The word is that next week the Democratic leader is going to bring up a bipartisan water infrastructure bill that recently passed the Senate Environment and Public Works Committee unanimously. I hope he will. That should be a model for a larger infrastructure bill, not the partisan process that Democrats embraced with their COVID legislation and not the partisan, wasteful proposal full of noninfrastructure-

related measures that Democrats have put forward.

I saw an op-ed the other day that pointed out that ``President Biden promised to usher in a golden age of bipartisan cooperation, but instead he is showing a reverse Midas touch--taking issues that once united Republicans and Democrats and making them partisan and divisive.'' Sad but true. But the President has a chance to turn that around with infrastructure.

It is not too late for Democrats and the President to sit down at the table with Republicans and develop a substantial, bipartisan proposal that would address our country's infrastructure needs without spending taxpayer dollars on wasteful or extraneous proposals.

I am encouraged that President Biden is meeting with Republicans on infrastructure legislation, but I hope these meetings are not just for show. The President, as we all recall, met with Republicans on COVID legislation, too, before rejecting bipartisan cooperation. Let's hope he will choose a different path this time.

It is not too late for the President to start fulfilling his inauguration promise of unity and bipartisanship. He should start with this infrastructure bill.

I yield the floor.

I suggest the absence of a quorum.

The PRESIDING OFFICER (Mr. Bennet). The clerk will call the roll.

The senior assistant legislative clerk proceeded to call the roll.

Mr. KENNEDY. Mr. President, I ask unanimous consent that the order for the quorum call be rescinded.

The PRESIDING OFFICER. Without objection, it is so ordered.

Unanimous Consent Request--S. 1132

Mr. KENNEDY. Mr. President, I want to talk a little bit today about a subject that I have struggled with in terms of how to address, and I am going to finish my remarks by offering a bill up for the Senate's consideration.

Mr. President, I know you are aware of all of this, but we can't live without glucose. Glucose fuels our cells, and, of course, our cells make up our muscles and our tissues and our organs, and we can't live without insulin. Insulin is a hormone that regulates the amount of glucose in our blood. Thankfully, for most people, their pancreas produces insulin naturally. It is just an undeniable fact that without insulin, without glucose, you are dead.

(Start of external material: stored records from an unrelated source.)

PR #245, opened 2023-07-31
Added a `hssm.Prior` class to better handle bounds

digicosmos86:
This is the first attempt to refactor the code.

Now we have a `hssm.Prior` class as a replacement to `bmb.Prior` that internally handles truncation when bounds are provided. In the future it will also allow users to use `hssm.Prior` instead of `bmb.Prior` to reduce unnecessary imports.

### DIFF
--- a/src/hssm/param.py
+++ b/src/hssm/param.py
@@ -2,12 +2,13 @@
 
 from __future__ import annotations
 
-from typing import Any, Callable, Union, cast
+import logging
+from typing import Any, Union, cast
 
 import bambi as bmb
 import numpy as np
-import pymc as pm
-from bambi.backend.utils import get_distribution
+
+from .prior import Prior
 
 # PEP604 union operator "|" not supported by pylint
 # Fall back to old syntax
@@ -15,7 +16,8 @@ from bambi.backend.utils import get_distribution
 # Explicitly define types so they are more expressive
 # and reusable
 ParamSpec = Union[float, dict[str, Any], bmb.Prior]
-BoundsSpec = tuple[float, float]
+
+_logger = logging.getLogger("hssm")
 
 
 class Param:
@@ -61,7 +63,7 @@ class Param:
         prior: ParamSpec | dict[str, ParamSpec] | None = None,
         formula: str | None = None,
         link: str | bmb.Link | None = None,
-        bounds: BoundsSpec | None = None,
+        bounds: tuple[float, float] | None = None,
         is_parent: bool = False,
     ):
         self.name = name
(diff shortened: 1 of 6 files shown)


src/hssm/param.py
```diff
@@ -71,7 +73,7 @@ def __init__(
         self._is_truncated = False
 
         if self.bounds is not None:
-            self.bounds = cast(BoundsSpec, self.bounds)
+            self.bounds = cast(tuple[float, float], self.bounds)
             if any(not np.isscalar(bound) for bound in self.bounds):
                 raise ValueError(f"The bounds of {self.name} should both be scalar.")
```
AlexanderFengler, line 78: np.inf is scalar I assume

src/hssm/param.py
```diff
@@ -419,76 +417,43 @@ def make_bounded_prior(prior: ParamSpec, bounds: BoundsSpec) -> float | bmb.Prio
...
     Returns
     -------
-    float | bmb.Prior
-        A float if `prior` is a float, otherwise a bmb.Prior object.
+    float | Prior
+        A float if `prior` is a float, otherwise a hssm.Prior object.
     """
     lower, upper = bounds
 
     if isinstance(prior, float):
```
AlexanderFengler, line 425: might make sense to outsource all these type-checks into a separate function for readability? Something like _prior_type_checks()

AlexanderFengler: ah well looking at it, this function is not doing much beyond that anyways so makes no sense :)

src/hssm/prior.py
```diff
@@ -0,0 +1,135 @@
...
+                + "`dist` and `bounds` arguments cannot both be supplied."
+            )
+            lower, upper = self.bounds
+            if np.isinf(lower) and np.isinf(upper):
+                return
+
+            self.is_truncated = True
+            self.dist = _make_truncated_dist(self.name, lower, upper, **self.args)
+            self._args = self.args.copy()
+            self.args: dict = {}
```
AlexanderFengler, line 59: overwriting the original .args ?

src/hssm/param.py
digicosmos86: Yep. It is just another `float`

src/hssm/prior.py
AlexanderFengler: what kind of issues are we talking about?
Just asking because .args is something that is expected to be carried by a Bambi prior right?

AlexanderFengler: To make sure there aren't any unintended side-effects introduced by skipping this attribute (making it empty)

AlexanderFengler: I see ok

AlexanderFengler (approved):
approved

PR #251, opened 2023-08-03
Refactor: the Param class

digicosmos86:
The Param class was meant to be an internal record-keeping mechanism to store user-supplied parameter specifications and provide an interface between HSSM and `bambi`. After this PR, the users will have the option to directly specify parameters using `hssm.Param` class. The advantage of this is that the fields and types are more explicit and some IDEs provide hints for fields and types.

To do this, the Param class was slightly modified. The information passed to it will not be immediately processed until `.convert()` is called, so that it can still be modified later in HSSM code (such as filling with defaults and setting parameters as parents, etc).

In this process, another bug was discovered. When filling in default_priors to user-specified `Param`s, if bounds was not already provided and there are default bounds, we should not truncate the default priors. We have now added a flag `Param.do_not_truncate()` to indicate this. Unnecessarily truncating priors leads to weird errors.

### DIFF
--- a/src/hssm/param.py
+++ b/src/hssm/param.py
@@ -52,28 +52,57 @@ class Param:
         If provided, the prior will be created with boundary checks. If this
         parameter is specified as a regression, boundary checks will be skipped at
         this point.
-    is_parent
-        Determines if this parameter is a "parent" parameter. If so, the response
-        term for the formula will be "c(rt, response)". Default is False.
     """
 
     def __init__(
         self,
-        name: str,
+        name: str | None = None,
         prior: ParamSpec | dict[str, ParamSpec] | None = None,
         formula: str | None = None,
         link: str | bmb.Link | None = None,
         bounds: tuple[float, float] | None = None,
-        is_parent: bool = False,
     ):
         self.name = name
+        self.prior = prior
         self.formula = formula
-        self._parent = is_parent
-        self.bounds = tuple(float(x) for x in bounds) if bounds is not None else None
+        self.link = link
+        self.bounds = bounds
         self._is_truncated = False
+        self._is_parent = False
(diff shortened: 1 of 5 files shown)


src/hssm/param.py
```diff
@@ -52,28 +52,63 @@ class Param:
...
+        # The initializer does not do anything immediately after the object is initiated
+        # because things could still change.
+
+    def update(self, **kwargs):
+        """Update the initial information stored in the class."""
+        if self._is_converted:
+            raise ValueError("Cannot update the object. It has already been processed.")
+        for attr, value in kwargs.items():
+            if not hasattr(attr):
+                raise ValueError(f"{attr} does not exist.")
```
AlexanderFengler, line 84: 'f"{attr} is not a valid attribute of a Param' ?

src/hssm/param.py
```diff
@@ -52,28 +52,63 @@ class Param:
...
+        self._is_parent = True
+
+    def do_not_truncate(self):
+        """Flag that prior should not be truncated.
+
+        This is most likely because both default prior and default bounds are supplied.
+        """
+        self._do_not_truncate = True
+
+    def convert(self):
```
AlexanderFengler, line 98: can you choose a slightly more expressive name here? 
convert to what?

src/hssm/param.py
```diff
@@ -52,28 +52,63 @@ class Param:
...
+        """Process the information passed to the class."""
```
AlexanderFengler, line 99: Same here concerning this doc string.

AlexanderFengler (approved):
Left some minor comments, please read before merging. 
In general though it is ok to merge, the comments refer to nice-to-haves.

PR #258, opened 2023-08-04
238 refactor organize tests

digicosmos86:
Mainly just cleaned up the tests a bit. Using one file for dataset simulation across the board.


tests/test_distribution_utils.py
```diff
@@ -68,3 +69,86 @@ def test_lapse_distribution():
     random_sample_b = rv.rng_fn(rng2, *[0.5, 0.5, 0.5, 0.3], 0.05, 10)
 
     np.testing.assert_array_equal(random_sample_a, random_sample_b)
+
+
+def test_apply_param_bouds_to_loglik():
```
AlexanderFengler, line 74: test_apply_param_bouds_to_loglik --> test_apply_param_bounds_to_loglik ?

Unfortunately, as you know, sometimes our pancreas does not create insulin or doesn't create enough insulin or creates it erratically, and that condition, of course, is called diabetes. Thankfully, 100 years ago, in 1920, there was a Canadian physician and scientist whose name was Dr. Frederick Banting. He invented a synthetic form of insulin to help people whose pancreas could not produce the hormone. He won a Nobel Prize for it. It was extraordinary.

He was so committed to helping humanity that he and his other colleagues who had patents on this synthetic insulin sold their insulin patents for $1, 1 buck. They wanted to make sure that insulin was affordable. God bless them.

Today, 34.2 million Americans have diabetes. Not all people who have diabetes need insulin, but of that 34.2 million people, 7.4 million people need synthetic insulin; otherwise, they are dead men; they are dead women. Eighty-eight million Americans have what we call prediabetes. That means they are just a hair away from having full-

blown diabetes. It is a problem in Louisiana, Mr. President, as I am sure it might be in Colorado. Louisiana has about 500,000 people with diabetes, most of whom need insulin. That is 12 percent of my population.

Now, here is where the story becomes dark. Three pharmaceutical companies have a monopoly on synthetic insulin. These three companies control about 90 percent of the global supply of insulin. Diabetes is certainly not unique to Americans, and these three pharmaceutical companies control almost, well, virtually, 100 percent of the U.S. market. Their cost, as best I can tell, you might be surprised to learn that a lot of the cost of these pharmaceutical drugs--and that is what synthetic insulin is; some call it a biologic--but the cost, as best I can tell, to produce a vial of insulin is about 10 bucks in today's dollars. There is no viable generic. You have to buy a brand name from one of the three companies.

Now, the cost of synthetic insulin has increased fairly recently very dramatically. The average list price for insulin tripled from 2002 to 2013, and then from 2013 to 2016 it doubled again. In the last 10 years, the out-of-pocket costs because many people have insurance--not everyone, but many people have insurance--in the last 10 years, the out-of-pocket cost of insulin for the average patient has doubled. Most diabetes patients, to give you some context, require two, quite often, three vials a month.

Let me try to get out of the conceptual and be specific. One type of insulin, and I don't mean just to single them out, but it is called Humalog. It was released in 1996. Its price since 1996, which costs about 10 bucks to make it per vial, has increased 1,700 percent. It has gone from $21 a vial to $375 a vial. Now, that same vial in Canada that costs $375 here costs about 50 bucks in Canada. Remember, you need three vials, sometimes two, hopefully, a month to live, to survive. So if you use three vials a month at 375 bucks a crack, the cost has gone from $750 a year in 1996 to $13,500 a year. Nothing has changed about the insulin. This insulin is 100 years old--100 years old.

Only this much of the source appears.